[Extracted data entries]
PR #1839, opened 2022-10-10
Addition SDK env configs 

### LINKED ISSUE #1783: Missing other exporters configuration in the SDK configuration page
I was looking at the SDK configuration documentation here https://opentelemetry.io/docs/concepts/sdk-configuration/ and noticed that other than general SDK related configs, it also lists configuration specific for the OTLP exporter.
I was wondering if it would need to list the main two other exporters as well like Jaeger and Zipkin because their configuration seems to be listed here https://github.com/open-telemetry/opentelemetry-specification/blob/main/specification/sdk-environment-variables.md but not in the documentation itself.
So someone who is using Jaeger and looking for configuration can't find content on the doc but has to go to the SDK env vars in the specification repo.

siddhant-khisty:
Addition the environment variable configuration to the SDK configuration page.

I included the [SDK environment reference](https://opentelemetry.io/docs/reference/specification/sdk-environment-variables/) to the [SDK configuration page](https://opentelemetry.io/docs/concepts/sdk-configuration). Currently, I have only created the structure of the file. I will add more details to it about the jaeger and Zipkin exporters if this format is alright

Fixes #1783


content/en/docs/concepts/sdk-configuration/sdk-environment-variables.md
```diff
@@ -0,0 +1,142 @@
...
+ Maximum time (in milliseconds) the Jaeger exporter will wait for each batch export 
+ example: 10000
+- OTEL_EXPORTER_JAEGER_USER    
+ Username to be used for HTTP basic authentication 
+- OTEL_EXPORTER_JAEGER_PASSWORD | Password to be used for HTTP basic authentication 
+
+
+Environment variables specific for the `udp/thrift.compact` transport protocol:
+
+-  OTEL_EXPORTER_JAEGER_AGENT_HOST
```
melbgirl, line 100: Variables are expressed as
## 'OTEL_EXPORTER_JAEGER_AGENT_HOST'
not
- 'OTEL_EXPORTER_JAEGER_AGENT_HOST'

content/en/docs/concepts/sdk-configuration/sdk-environment-variables.md
```diff
@@ -0,0 +1,142 @@
+# OpenTelemetry Environment Variable Specification
+
+**Status**: [Mixed](document-status.md)
+
+The goal of this specification is to unify the environment variable names between different OpenTelemetry SDK implementations. SDKs MAY choose to allow configuration via the environment variables in this specification, but are not required to. If they do, they SHOULD use the names listed in this document.
+
+## Parsing empty value
+
+**Status**: [Stable](document-status.md)
```
melbgirl, line 9: We tend not to add the Status within the docs here, I believe in order to avoid having to update multiple sources. 
I'm curious to see what others think about this? Could this be beneficial to readers to avoid them having to switch over to the SDK language to view the environment variable status?

content/en/docs/concepts/sdk-configuration/sdk-environment-variables.md
```diff
@@ -0,0 +1,142 @@
...
+  example: 10000
+
+Additionally, the following environment variables are reserved for future
+usage in Zipkin Exporter configuration:
+
+- `OTEL_EXPORTER_ZIPKIN_PROTOCOL`
+
+This will be used to specify whether or not the exporter uses v1 or v2, json,
+thrift or protobuf.  As of 1.0 of the specification, there
+_is no specified default, or configuration via environment variables_.
```
melbgirl, line 141: is
_no default specified, or configuration via environment variables_.

content/en/docs/concepts/sdk-configuration/sdk-environment-variables.md
```diff
@@ -0,0 +1,142 @@
...
+
+The goal of this specification is to unify the environment variable names between different OpenTelemetry SDK implementations. SDKs MAY choose to allow configuration via the environment variables in this specification, but are not required to. If they do, they SHOULD use the names listed in this document.
+
+## Parsing empty value
+
+**Status**: [Stable](document-status.md)
+
+The SDK MUST interpret an empty value of an environment variable the same way as when the variable is unset.
+
+## Special configuration types
```
melbgirl, line 13: Should this say "Special data types"?

content/en/docs/concepts/sdk-configuration/sdk-environment-variables.md
```diff
@@ -0,0 +1,142 @@
+# OpenTelemetry Environment Variable Specification
+
+**Status**: [Mixed](document-status.md)
+
+The goal of this specification is to unify the environment variable names between different OpenTelemetry SDK implementations. SDKs MAY choose to allow configuration via the environment variables in this specification, but are not required to. If they do, they SHOULD use the names listed in this document.
```
melbgirl, line 5: Unless there's no impact to using different variable names, it seems that this would be a 'must' vs a 'should':
"If they do, they MUST use the variable names listed in this document" ?

content/en/docs/concepts/sdk-configuration/sdk-environment-variables.md
```diff
@@ -0,0 +1,142 @@
...
+## Special configuration types
+
+**Status**: [Stable](document-status.md)
+
+### Boolean value
+
+Any value that represents a Boolean MUST be set to true only by the case-insensitive string `"true"`, meaning `"True"` or `"TRUE"` are also accepted, as true.
+An SDK MUST NOT extend this definition and define additional values that are interpreted as true.
+Any value not explicitly defined here as a true value, including unset and empty values, MUST be interpreted as false.
+If any value other than a true value, case-insensitive string `"false"`, empty, or unset is used, a warning SHOULD be logged to inform users about the fallback to false being applied.
```
melbgirl, line 22: Same comment as above, wondering why use 'should' here vs 'must'. If the content here is trying to inform best practices, it's clearer to outline them as 'must' (especially so in the case of error messages)

content/en/docs/concepts/sdk-configuration/sdk-environment-variables.md
```diff
@@ -0,0 +1,142 @@
...
+
+The SDK MUST interpret an empty value of an environment variable the same way as when the variable is unset.
+
+## Special configuration types
+
+**Status**: [Stable](document-status.md)
+
+### Boolean value
+
+Any value that represents a Boolean MUST be set to true only by the case-insensitive string `"true"`, meaning `"True"` or `"TRUE"` are also accepted, as true.
```
melbgirl, line 19: Please follow the structure in the other SDK configuration files, ie

Accepted values for Boolean are:
- empty
- unset
- `"true"`, `"True"` or `"TRUE"`: a case insensitive string. **Note** an SDK MUST NOT extend this definition and define additional values interpreted as true.
- `"false"`, `"False"` or `"FALSE"`, empty, unset: any value not expressed as `true` MUST be interpreted as false.

If a value other than the above is used, a warning MUST be logged informing users about the fallback applied.

content/en/docs/concepts/sdk-configuration/sdk-environment-variables.md
```diff
@@ -0,0 +1,142 @@
...
+
+Any value that represents a duration, for example a timeout, MUST be an integer representing a number of
+milliseconds. The value is non-negative - if a negative value is provided, the SDK MUST generate a warning,
+gracefully ignore the setting and use the default value if it is defined.
+
+For example, the value `12000` indicates 12000 milliseconds, i.e., 12 seconds.
+
+
+
+## Jaeger Exporter
```
melbgirl, line 47: ## Jaeger Exporter Environment Variables

melbgirl (changes requested):

content/en/docs/concepts/sdk-configuration/sdk-environment-variables.md
siddhant-khisty: I believe 'should' refers to using these variable names as best practices, but could be done with others as well?

content/en/docs/concepts/sdk-configuration/sdk-environment-variables.md
siddhant-khisty: I'll change all instances for 'should' to 'must' as we are trying to enforce the best practices for naming convention

content/en/docs/concepts/sdk-configuration/sdk-environment-variables.md
siddhant-khisty: Is there a styling guide that I could refer to?

content/en/docs/concepts/sdk-configuration/sdk-environment-variables.md
```diff
@@ -0,0 +1,164 @@
+# OpenTelemetry Environment Variable Specification
+
+**Status**: [Mixed](document-status.md)
+
+The goal of this specification is to unify the environment variable names between different OpenTelemetry SDK implementations. SDKs MAY choose to allow configuration via the environment variables in this specification, but are not required to. If they do, they MUST use the names listed in this document.
```
cartermp, line 5: This is more-or-less just copying text from the specification. I don't think we should do that. The audience for the specification is not end users, it is implementers of opentelemetry SDKs. For end users we need to phrase things differently, or in some cases, simply elide some text because it's just not relevant for anyone other than implementers of opentelemetry SDKs.

cartermp (changes requested):
Thanks for starting this, but it will need quite a bit of work. Much of the text here is just lifted from the spec, and that's not appropriate for end users of opentelemetry. It needs significant adjustments to the text so that it's more like the existing conceptual docs we have for SDK configuration and not just lifted from the specification.

content/en/docs/concepts/sdk-configuration/sdk-environment-variables.md
siddhant-khisty: I agree with that point. I plan to go through each of the environmental variables and add specific and relevant information to them.

melbgirl: Thanks @siddhant-khisty (and @cartermp)!

cartermp:
Closing due to inactivity. If you'd like to get these changes in, please feel free to ping here or resubmit and we'll take another look.

Issue #1820, opened 2022-10-06
Switch to using Docy's tabbed panes


chalin:
Docy has a flexible implementation of [tabbed panes](https://www.docsy.dev/docs/adding-content/shortcodes/#tabbed-panes) that, for example supports both code and text in a tab. I suggest that we drop our own custom implementation of tabs and upgrade to Docsy's.

WDYT @svrnm @cartermp @austinlparker? I'd like your thumbs up before I start on this cleanup.

We only have about 4 files so the upgrade wouldn't be too painful, but more files are being updated (e.g., #1800) to use tabs, so if we're going to do this I think it would be better sooner than latter :).

Tasks:

- [x] #2527
- [x] #2528
- [x] #2529

Related:

- #2525

cartermp:
Yes, please! This would allow for use of rewrap on the relevant files if code moves to code blocks.

svrnm:
Yes, let's do that!

chalin:
Great! Ok, I'll start that as soon as I can (and I'll add a comment to #1772) -- I'm waiting on some Docsy updates before proceeding.

chalin:
Waiting on:

- https://github.com/google/docsy/issues/1271

PR #1841, opened 2022-10-10
Upgrade Docsy to 7489c35

chalin:
- Upgrade Docsy to 7489c35, which is effectively a 0.5.1-dev release.
- This is in support of #1820


chalin:
Further upgrades are needed for Docsy, but for #1820, this is good enough. Merging.

PR #1844, opened 2022-10-11
ruby registry: fix links to instrumentations moved to -contrib repo

tsloughter:


cartermp (approved):
Oh boy, indeed it looks like these moved. Thanks!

## WHAT NEEDS TO BE DONE
From the lines above, copy those that contain the word "thrift".

## ANSWER FOR THIS EXERCISE
+Environment variables specific for the `udp/thrift.compact` transport protocol:
+thrift or protobuf.  As of 1.0 of the specification, there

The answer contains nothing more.